Los refugiados sirios sustituyen el miedo por esperanza al llegar a EEUU

   SACRAMENTO (EEUU) 21 (Reuters/Notimérica)

   El refugiado sirio Mohammad Abd Rabboh comparte un pequeño apartamento de dos habitaciones en Sacramento (Estados Unidos) con su esposa y sus dos hijas. Esta familia tiene muy pocas posesiones materiales, pero finalmente pueden vivir sin estar pendientes del miedo.

   Seis semanas después de llegar a Estados Unidos, las niñas ya se han inscrito en una escuela y no tienen pesadillas por las nohes. Su madre, Dania, tampoco tiene medio de salir a la calle, una realidad con la que había vivido durante muchos años.

   "Fuimos testigos de cosas que son difíciles de describir", ha declarado a Reuters Rabboh, de 36 años, hablando en árabe a través de un intérprete. "Uno caminaba por la calle y alguien caía muerto a su lado", ha agregado.

   La historia de esta familia podría pasar desapercibida después de que la semana pasada un grupo de yihadistas llevaran a cabo un atentado en París y dejaran al menos 130 muertos. Una de las hipótesis que se barajó fue que uno de los terroristas habría llegado a Europa escondido entre el flujo de refugiados sirios.

   No obstante, la experiencia de esta familia, de terror y de peligro en su país y luego de alivio y seguridad en Estados Unidos, es un claro ejemplo de la situación por la que pasan los refugiados, según han señalado expertos en migración.

   La familia Rabboh pertenece a un pequeño grupo de unos 1.700 refugiados sirios que fueron admitidos en Estados Unidos.
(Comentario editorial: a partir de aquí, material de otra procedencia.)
PR #20, opened 2022-10-14
Updated Navigation Bar

edfloreshz:


jackpot51:
Could you describe what these updates do?

examples/text/src/font/fallback/mod.rs
```diff
@@ -36,7 +36,12 @@ pub struct FontFallbackIter<'a> {
 }
 
 impl<'a> FontFallbackIter<'a> {
-    pub fn new(fonts: &'a [Font<'a>], default_family_opt: Option<&'a str>, scripts: Vec<Script>, locale: &'a str) -> Self {
+    pub fn new(
```
jackpot51, line 39: I do not want the format of this code changed

edfloreshz: Sorry, I ran `rustfmt` on the whole project. I'll change it back.

PR #23, opened 2022-10-15
View Switcher Widget

edfloreshz:
This PR implements the View Switcher widget.

image
image


edfloreshz:
Was there an issue with #20, #21 or #23?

El presidente Barack Obama ha prometido dar refugio a 10.000 sirios el próximo año tras la llegada de cientos de miles de ellos a Europa escapando de la guerra civil que se desarrolla en el país y a la que se ha unido, el avance del grupo terrorista Estados Islámico.
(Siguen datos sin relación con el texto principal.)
PR #25, opened 2022-10-29
Include Cosmic theme in libcosmic, instead of in Iced fork

ids1024:
I think it's best to only include things in the Iced fork that can't be done without forking Iced, and/or are expected to be merged upstream. The theme doesn't seem to be either, so it fits more appropriately in libcosmic.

   Los gobernadores de unos 26 estados, en su mayoría republicanos, han declarado que no aceptarán más sirios, citando motivos de seguridad.

   Las diferentes agencias de ayuda están preocupadas por la situación y por si esto hará que algunas partes del país no sean hospitalarias con los refugiados que llegan escapando de la violencia.
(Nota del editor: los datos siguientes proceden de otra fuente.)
PR #39, opened 2022-12-16
refactor: allow the icon to be non-svg

### LINKED ISSUE #38: Need icon loader that works with svg and image
Icons don't load properly in https://github.com/pop-os/cosmic-applets/pull/33 since applications tend not to offer their icons as svgs. While `Button::icon()` and thus `CosmicAppletHelper::icon_button()` only loads svgs.

I think for this sort of use, we'd want something that loads an icon as either a bitmap or svg, favoring symbolic icons, and if applicable themes the icon? We may want to do this for all icons rather than requiring svgs anywhere, since users may want to use icon themes that don't provide icons as svgs. Even if alternate icon themes aren't "supported" they should mostly work.

There should also be some fallback if an icon fails to load.

wash2:
This allows an icon to be non-svg. It would fix #38

### DIFF
--- a/src/widget/icon.rs
+++ b/src/widget/icon.rs
@@ -7,13 +7,13 @@ use iced::{
     widget::{svg, Image},
     Length, ContentFit,
 };
-use std::borrow::Cow;
+use std::{borrow::Cow, ffi::OsStr};
 use std::hash::Hash;
 use std::rc::Rc;
 use derive_setters::Setters;
 use crate::{Element, Renderer};
 
-/// A lazily-generated SVG icon.
+/// A lazily-generated icon.
 #[derive(Hash, Setters)]
 pub struct Icon<'a> {
     #[setters(skip)]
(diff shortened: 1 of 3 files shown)


src/widget/icon.rs
```diff
@@ -57,41 +46,59 @@ pub fn icon<'a>(name: impl Into<Cow<'a, str>>, size: u16) -> Icon<'a> {
...
             };
 
-            let mut widget = svg::Svg::<Renderer>::new(handle)
-                .style(svg.style)
-                .width(svg.width.unwrap_or(Length::Units(svg.size)))
-                .height(svg.height.unwrap_or(Length::Units(svg.size)));
-
-            if let Some(content_fit) = svg.content_fit {
-                widget = widget.content_fit(content_fit);
+            if icon.as_ref().map(|path| path.extension() == Some(&OsStr::new("svg"))).unwrap_or(true) {
```
mmstick, line 68: Perhaps we could also use https://crates.io/crates/infer to get the file type in the event that the file has no extension

src/widget/icon.rs
```diff
@@ -30,18 +30,7 @@ pub struct Icon<'a> {
     height: Option<Length>,
 }
```
mmstick, line 31: Maybe we could add a `force_svg: bool` property so the caller could optionally avoid the check.

src/widget/icon.rs
```diff
@@ -30,18 +30,7 @@ pub struct Icon<'a> {
...
-        .map(|path| {
-            Image::new(path)
-                .width(Length::Units(size))
-                .height(Length::Units(size))
-        })
-}
-/// A lazily-generated SVG icon.
+/// A lazily-generated icon.
 #[must_use]
 pub fn icon<'a>(name: impl Into<Cow<'a, str>>, size: u16) -> Icon<'a> {
```
mmstick, line 35: Another idea: we'll definitely want to be able to load an icon from an embedded image, so perhaps the `name` property should be something more precise. An `IconSource` type.

src/widget/icon.rs
wash2: I think that would be great, but as far as I can tell, there is no method of checking specifically for svg in the infer crate :/

mmstick (approved):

   Kamal Mahrous, que llegó con su familia a Houston desde Damasco en enero tras estar un año en Egipto y pasar por un control de seguridad del FBI, dice que ser musulmán no es sinónimo de pertenecer al Estado Islámico o a Al Qaeda.

"Somos sirios. No somos ISIS (acrónimo en inglés de Estado Islámico), ni el frente Al-Nusra, ni el régimen de Assad, somos simplemente personas", ha afirmado Mahrous.

SIN PESADILLAS

   La familia Rabboh abandonó su hogar en la asediada ciudad de Homs, en el oeste de Siria, hace más de tres años, en medio de una violencia devastadora, para comenzar lo que califican de "años de sufrimientos" en Jordania antes que una agencia de ayuda los llevara a Sacramento el 29 de septiembre.

   El departamento en el que ahora viven tiene un sofá pequeño y otro de dos plazas, una mesa y tres camas, dos de ellas en la habitación de Sally, de 7 años, y Leen, de 5.

   Sally ya está aprendiendo inglés y dice que cuando sea adulta quiere ser doctora. Sus padres cuentan que durante cuatro años se despertaba llorando por las noches y se orinaba por el miedo. Dos semanas después de que la familia llegara a Estados Unidos, las pesadillas terminaron, al igual que las camas mojadas.

   "Aquí se siente mejor, a salvo", dijo Dania, de 29 años. Leem, cuyo nombre significa "suave" en árabe, era demasiado pequeña para recordar el temor y la violencia de Homs.

   La pequeña comunidad de sirios en Sacramento trabaja para integrar a la familia Rabboh en la ciudad. La capital de California, un área metropolitana de unas 2 millones de personas, ha acogido a más de 1.000 refugiados durante el último año, la mayoría de Irak y Afganistán.

   Las 15 familias de origen sirio que ya vivían en Sacramento cuando la crisis migratoria comenzó han estado trabajando con las comunidades musulmanas y de Oriente Medio para encontrar apartamentos y donar muebles y ropas a los refugiados, según ha comentado un médico nacido en Siria que ayuda a que los recién llegados se adapten al nuevo ambiente.

   Una vez ubicados, afrontan desafíos mucho mayores que aprender inglés y buscar trabajo, dijo el médico, que pidió ser identificado solamente como Mohammad Jaber, sus dos primeros nombres, por temor a lo que pueda pasarle a sus familiares en Siria.

   Mientas ayuda a que otros se adapten, no puede dejar de pensar en su hermano, que sigue en Siria con sus dos hijos pequeños y busca sacar a su familia del asolado país.